Police Director Bobby Parker defended the decision to use a Taser stun gun on the 6-year-old boy last month because he was threatening to injure himself with a shard of glass. But Parker said Friday that he could not defend the decision to shock the fleeing girl, who was skipping school and apparently drunk.
According to the incident report, officer William Nelson responded to a complaint that children were swimming in a pool, drinking alcohol and smoking cigars on the morning of Nov. 5.
Nelson said he noticed the girl was intoxicated and was walking her to his car to take her back to school when she ran away through a parking lot.
Nelson, 38, said he chased her and yelled several times for her to stop before firing the Taser when she began to run into traffic.
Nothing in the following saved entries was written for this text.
PR #6683, opened 2025-01-06
FEAT(server, client): Add rolling average for packet statistics

### LINKED ISSUE #5872: Show a rolling average in Connection Information dialog
### Context

When somebody has packet loss

### Description

The connection information dialog is only mildly useful IME. Especially the network statistics are pretty much useless if they only show the average over the entire X hours of connected time. A rolling average would be way more useful. I'd suggest averaging over the last 60 seconds and 15 minutes, respectively.

### Mumble component

Client

### OS-specific?

No

### Additional information

Have a look at what TeamSpeak does as a reference

Hartmnt:
- [x] Make the rolling time window configurable on the server side
- [x] Proper commit messages
- [ ] ~~More refactoring where possible~~
- [x] Translation commit

mumble

Closes #5872

### DIFF
--- a/auxiliary_files/mumble-server.ini
+++ b/auxiliary_files/mumble-server.ini
@@ -396,6 +396,12 @@ allowping=true
 ;
 ; allowRecording=true
 
+; The time frame in seconds the server will keep rolling packet stats for each client.
+; The default is 5 minutes = 300 seconds. Minimum window is 10 seconds. Set to 0 to 
+; disable rolling packet stats. This option has been introduced with 1.6.0
+;
+; rollingStatsWindow=300
+
 ; The amount of allowed listener proxies in a single channel. It defaults to -1
 ; meaning that there is no limit. Set to 0 to disable Channel Listeners altogether.
 ; This option has been introduced with 1.4.0.
--- a/src/Mumble.proto
+++ b/src/Mumble.proto
@@ -513,6 +513,15 @@ message UserStats {
 		optional uint32 resync = 4;
 	}
 
+	message RollingStats {
+		// Rolling packet statistics time window as defined on the server.
+		optional uint32 time_window = 1;
+		// Rolling packet statistics for packets received from the client.
+		optional Stats from_client = 2;
+		// Rolling packet statistics for packets sent by the server.
+		optional Stats from_server = 3;
+	}
+
 	// User whose stats these are.
 	optional uint32 session = 1;
 	// True if the message contains only mutable stats (packets, ping).
@@ -553,6 +562,9 @@ message UserStats {
 	// True if the user has a strong certificate.
 	optional bool strong_certificate = 18 [default = false];
 	optional bool opus = 19 [default = false];
+
+	// Rolling packet statistics
+	optional RollingStats rolling_stats = 20;
 }
 
 // Used by the client to request binary data from the server. By default large
--- a/src/crypto/CryptState.cpp
+++ b/src/crypto/CryptState.cpp
@@ -6,6 +6,10 @@
 #include "CryptState.h"
 
 void CryptState::updateRollingStats() {
+	if (!m_rollingStatsEnabled) {
+		return;
+	}
+
 	std::chrono::time_point< std::chrono::steady_clock > now = std::chrono::steady_clock::now();
 
 	// Update no more than every few seconds
--- a/src/crypto/CryptState.cpp
+++ b/src/crypto/CryptState.cpp
@@ -1,0 +1,49 @@
+// Copyright The Mumble Developers. All rights reserved.
+// Use of this source code is governed by a BSD-style license
+// that can be found in the LICENSE file at the root of the
+// Mumble source tree or at <https://www.mumble.info/LICENSE>.
+
+#include "CryptState.h"
+
+void CryptState::updateRollingStats() {
+	std::chrono::time_point< std::chrono::steady_clock > now = std::chrono::steady_clock::now();
+
+	// Update no more than every few seconds
+	if ((now - m_rollingLastSampleTime) < m_rollingScanInterval) {
+		return;
+	}
+
+	m_rollingLastSampleTime = now;
+
+	PacketStatsSnapshot snapshotLocal;
+	snapshotLocal.stats     = m_statsLocal;
+	snapshotLocal.timestamp = now;
+	m_statsLocalReference.push(snapshotLocal);
+
+	PacketStatsSnapshot snapshotRemote;
+	snapshotRemote.stats     = m_statsRemote;
+	snapshotRemote.timestamp = now;
+	m_statsRemoteReference.push(snapshotRemote);
+
+	while (!m_statsLocalReference.empty() && (now - m_statsLocalReference.front().timestamp) > m_rollingWindow) {
+		m_statsLocalReference.pop();
+	}
+
+	while (!m_statsRemoteReference.empty() && (now - m_statsRemoteReference.front().timestamp) > m_rollingWindow) {
+		m_statsRemoteReference.pop();
+	}
+
+	if (!m_statsLocalReference.empty()) {
+		m_statsLocalRolling.good   = m_statsLocal.good - m_statsLocalReference.front().stats.good;
+		m_statsLocalRolling.late   = m_statsLocal.late - m_statsLocalReference.front().stats.late;
+		m_statsLocalRolling.lost   = m_statsLocal.lost - m_statsLocalReference.front().stats.lost;
+		m_statsLocalRolling.resync = m_statsLocal.resync - m_statsLocalReference.front().stats.resync;
+	}
+
+	if (!m_statsRemoteReference.empty()) {
+		m_statsRemoteRolling.good   = m_statsRemote.good - m_statsRemoteReference.front().stats.good;
+		m_statsRemoteRolling.late   = m_statsRemote.late - m_statsRemoteReference.front().stats.late;
+		m_statsRemoteRolling.lost   = m_statsRemote.lost - m_statsRemoteReference.front().stats.lost;
+		m_statsRemoteRolling.resync = m_statsRemote.resync - m_statsRemoteReference.front().stats.resync;
+	}
+}
--- a/src/crypto/CryptState.h
+++ b/src/crypto/CryptState.h
@@ -42,6 +42,7 @@ public:
 	PacketStats m_statsLocalRolling  = {};
 	PacketStats m_statsRemoteRolling = {};
 
+	bool m_rollingStatsEnabled = false;
 	/// This is the packet statistics sliding time window size in seconds
 	std::chrono::duration< unsigned int, std::ratio< 1 > > m_rollingWindow = std::chrono::minutes(5);
 
--- a/src/crypto/CryptState.h
+++ b/src/crypto/CryptState.h
@@ -9,19 +9,19 @@
 #include "Timer.h"
 #include <string>
 
+struct PacketStats {
+	unsigned int good   = 0;
+	unsigned int late   = 0;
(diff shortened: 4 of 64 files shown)


src/crypto/CryptState.h
```diff
@@ -7,21 +7,42 @@
...
-	unsigned int uiRemoteLate   = 0;
-	unsigned int uiRemoteLost   = 0;
-	unsigned int uiRemoteResync = 0;
+	PacketStats m_statsLocal         = {};
+	PacketStats m_statsRemote        = {};
+	PacketStats m_statsLocalRolling  = {};
+	PacketStats m_statsRemoteRolling = {};
+
+	/// This is the packet statistics sliding time window size in seconds
+	uint32_t m_rollingWindow = 60 * 5;
```
Krzmbrzl, line 45: Use `std::chrono` as this encodes the unit of time explicitly?

src/crypto/CryptState.h
```diff
@@ -7,21 +7,43 @@
...
 
 struct PacketStats {
-	unsigned int good  = 0;
-	unsigned int late  = 0;
-	unsigned int lost  = 0;
-	unsigned int rsync = 0;
+	unsigned int good   = 0;
+	unsigned int late   = 0;
+	unsigned int lost   = 0;
+	unsigned int resync = 0;
```
davidebeatrici, line 18: @Hartmnt Could you move this into the first commit, please?

auxiliary_files/mumble-server.ini
```diff
@@ -396,6 +396,12 @@ allowping=true
 ;
 ; allowRecording=true
 
+; The time frame in seconds the server will keep rolling packet stats for each client.
+; The default is 5 minutes = 300 seconds. Minimum window is 10 seconds. Set to 0 to 
+; disable rolling packet stats. This opetion has been introduced with 1.6.0
+;
+; rollingStatsSeconds=300
```
Krzmbrzl, line 403:
```suggestion
; The time frame in seconds the server will keep rolling packet stats for each client.
; The default is 5 minutes = 300 seconds. Minimum window is 10 seconds. Set to 0 to 
; disable rolling packet stats. This option has been introduced with 1.6.0
;
; rollingStatsWindow=300
```

src/Mumble.proto
```diff
@@ -553,6 +553,13 @@ message UserStats {
 	// True if the user has a strong certificate.
 	optional bool strong_certificate = 18 [default = false];
 	optional bool opus = 19 [default = false];
+
+	// Rolling packet statistics time window as defined on the server.
+	optional uint32 rolling_time = 20;
```
Krzmbrzl, line 558:
```suggestion
	// Rolling packet statistics time window as defined on the server.
	optional uint32 rolling_time_window = 20;
```

src/Mumble.proto
```diff
@@ -553,6 +553,13 @@ message UserStats {
...
+	// Rolling packet statistics for packets received from the client.
+	optional Stats rolling_from_client = 21;
+	// Rolling packet statistics for packets sent by the server.
+	optional Stats rolling_from_server = 22;
```
Krzmbrzl, line 562: I wonder whether creating a dedicated sub-message that encapsulates all rolling stats related fields might make things a bit clearer (as we wouold no longer have to use the `rolling` prefix for all fields :thinking:

src/crypto/CryptState.h
```diff
@@ -7,21 +7,45 @@
...
+	std::chrono::time_point< std::chrono::steady_clock > timestamp;
+};
+
 class CryptState {
 private:
 	Q_DISABLE_COPY(CryptState)
+
+	const std::chrono::seconds m_rollingScanInterval = std::chrono::seconds(5);
+	std::chrono::time_point< std::chrono::steady_clock > m_rollingTimer =
+		std::chrono::time_point< std::chrono::steady_clock >();
```
Krzmbrzl, line 32: Imo, something that is not a timer object, should not be called "timer". This makes code a bit confusing
```suggestion
	std::chrono::time_point< std::chrono::steady_clock > m_lastStatsSampleTime = {};
```

src/crypto/CryptState.cpp
```diff
@@ -0,0 +1,53 @@
...
+	}
+
+	std::chrono::time_point< std::chrono::steady_clock > now = std::chrono::steady_clock::now();
+
+	// Update no more than every few seconds
+	if ((now - m_rollingTimer) < m_rollingScanInterval) {
+		return;
+	}
+
+	m_rollingTimer = std::chrono::steady_clock::now();
```
Krzmbrzl, line 20:
```suggestion
	m_rollingTimer = now;
```

src/crypto/CryptState.h
```diff
@@ -7,21 +7,45 @@
...
+
+	std::queue< PacketStatsSnapshot > m_statsLocalReference;
+	std::queue< PacketStatsSnapshot > m_statsRemoteReference;
```
Krzmbrzl, line 35: Why the use of a `std::deque`? You seem to only ever remove from these lists at the back. A `vector` can easily handle that (and is most likely more cache friendly - not that this is really important here though)

src/crypto/CryptState.h
```diff
@@ -7,21 +7,45 @@
...
-	unsigned int uiRemoteLost   = 0;
-	unsigned int uiRemoteResync = 0;
+	PacketStats m_statsLocal         = {};
+	PacketStats m_statsRemote        = {};
+	PacketStats m_statsLocalRolling  = {};
+	PacketStats m_statsRemoteRolling = {};
+
+	bool m_rollingStatsEnabled = false;
+	/// This is the packet statistics sliding time window size in seconds
+	std::chrono::duration< uint32_t, std::ratio< 1 > > m_rollingWindow = std::chrono::seconds(60 * 5);
```
Krzmbrzl, line 48:
```suggestion
	std::chrono::duration< uint32_t, std::ratio< 1 > > m_rollingWindow = std::chrono::minutes(5);
```

src/murmur/Server.cpp
```diff
@@ -1437,6 +1442,14 @@ void Server::newClient() {
 		u->haAddress  = ha;
 		HostAddress(sock->localAddress()).toSockaddr(&u->saiTcpLocalAddress);
 
+		if (rollingStatsSeconds > 0) {
+			// Note: We use a minimum rolling window of 10 seconds.
+			// Anything lower would be pretty meaningless anyway and
+			// probably increase server load significantly.
+			u->csCrypt->m_rollingStatsEnabled = true;
+			u->csCrypt->m_rollingWindow       = std::chrono::seconds(std::max(10U, rollingStatsSeconds));
+		}
```
Krzmbrzl, line 1451:
```suggestion
		if (rollingStatsSeconds >= 10) {
			// Note: We use a minimum rolling window of 10 seconds.
			// Anything lower would be pretty meaningless anyway and
			// probably increase server load significantly.
			u->csCrypt->m_rollingStatsEnabled = true;
			u->csCrypt->m_rollingWindow       = std::chrono::seconds( rollingStatsSeconds);
		}
```

src/murmur/Server.h
```diff
@@ -137,6 +137,7 @@ class Server : public QThread {
 	bool bBonjour;
 	bool bAllowPing;
 	bool allowRecording;
+	uint32_t rollingStatsSeconds;
```
Krzmbrzl, line 140: Why explicitly a 32-bit integer, i.e. why can't this be a regular `unsigned int`?

src/crypto/CryptState.h
```diff
@@ -7,21 +7,45 @@
...
+
+	const std::chrono::seconds m_rollingScanInterval = std::chrono::seconds(5);
+	std::chrono::time_point< std::chrono::steady_clock > m_rollingTimer =
+		std::chrono::time_point< std::chrono::steady_clock >();
+
+	std::queue< PacketStatsSnapshot > m_statsLocalReference;
+	std::queue< PacketStatsSnapshot > m_statsRemoteReference;
+
+protected:
+	void handleRollingStats();
```
Krzmbrzl, line 38:
```suggestion
	void updateRollingStats();
```

Krzmbrzl (commented):
General comment: I believe the term "moving average" is more common than "rolling statistics", so maybe we should use that instead?

src/crypto/CryptState.h
Hartmnt: FIFO, we add to the back and pop from the front

Krzmbrzl:
>  I believe the term "moving average" is more common than "rolling statistics"

What we are computing, isn't really an average though, is it? :thinking: 
Maybe we don't need a new term for this at all and this should just be how the connection statistic is determined? I mean, is there _any_ use in seeing the total number of packets sent/received? :eyes:

Hartmnt:
> I mean, is there _any_ use in seeing the total number of packets sent/received? 👀

Yes, to compare the two. On it's own both wouldn't be useful (arguably if I had to choose one I'd probably take total).

I want to see if "now" is different than "usual" for some definition of timeframe

Krzmbrzl:
I don't think you need to compare to _usual_. All you need to know is the current fraction of lost packets, which can be approximated as the fraction of lost packets by total sent packets within the last time (if we were sending packets at an infinite frequency then that time window should be infinitesimally small. In our scenario that means that the time window should be reasonably small).

And this packet loss should ideally be zero. That's the baseline and everything >> 0 is a problem.

Hartmnt:
> I don't think you need to compare to _usual_. All you need to know is the current fraction of lost packets, which can be approximated as the fraction of lost packets by total sent packets within the last time (if we were sending packets at an infinite frequency then that time window should be infinitesimally small. In our scenario that means that the time window should be reasonably small).
> 
> And this packet loss should ideally be zero. That's the baseline and everything >> 0 is a problem.

I can give you first hand experience on this as both the servers I am usually on as well as a few client struggle with connection quality issues:

The reason I want to be able to compare "now" and "usual" is because that can help me determine, if the client has an unstable connection anyway (baseline), or is just now experiencing a problem (burst). The same is somewhat true for the server's connection. The question would be something like "Is the server having a bad day?" if you will :D

This information becomes more useful with more users and the longer users stay on the server. In my case many hours. This wouldn't be possible with just the rolling average, unless I keep an eye on the statistics myself for multiples of the rolling window size.

Also I don't see anything bad in keeping the total except for like 3 rows of space in that table. We basically have to keep some memory for the total stats or something of equal size in server memory anyway to compute the rolling window.

Krzmbrzl:
Alright then. You may have your cake :cake: :D

Hartmnt:
> Alright then. You may have your cake 🍰 :D

If you like, I can reorder the table and put the recent stats first?

Also, what do you think about the default of 5 minutes? I picked that rather arbitrarily. Note: I would not set it too too low, because there could be some time between noticing some audio problems and checking this dialog. So I'd say no shorter than 60 seconds by default. However, I think 5 minutes is probably also reasonable for the average server admin.

src/murmur/Server.h
Hartmnt: I was somehow thinking we wouldn't do these types anymore. But I think I misremembered and it was about Qt types.

Krzmbrzl:
> If you like, I can reorder the table and put the recent stats first?

Sounds good. Imo the recent stats are usually more interesting to users.

> Also, what do you think about the default of 5 minutes? 

5 minutes seems fine to me. The only thing you might want to check is that if you open the stats after <5 minutes from server connect, we'd want to show the total stats as the recent ones instead of leaving them blank/invisible 🤔

Hartmnt:
* Moved rolling stats above total
* Moved rolling stats into own sub-proto message
* Made sure that rolling stats == total stats while connection_time < window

The electric probes hit the girl in the neck and lower back, immobilizing her.
Nelson said he fired "for my safety along with (the girl's) safety." Paramedics treated the girl, who went home with her mother.
Parker said department policy permits officers to use the Taser to apprehend someone, but he said he expected his officers to use better judgment, especially when police had no plans to arrest the girl.
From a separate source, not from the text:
PR #6702, opened 2025-01-14
FIX(client): Infinite loop and log spam on ALSA input device disconnection

davidebeatrici:
A user reported that sometimes the client log gets spammed with repeated messages such as:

The first incident had already exposed the department to more criticism for its use of Tasers, which it has begun distributing in greater numbers to officers.
The 6-year-old boy was shocked on Oct. 20 in the principal's office at Kelsey Pharr Elementary School. Principal Maria Mason called police after the child broke a picture frame in her office and waved a piece of glass, holding a security guard back.
The boy had cut himself under his eye and on his hand when officers arrived.
"The police could have handled this better," said the boy's mother, Kathy Rojas. "They did not have to shoot him."
Parker said that, in light of the disclosure of the second incident, the department will review its policy.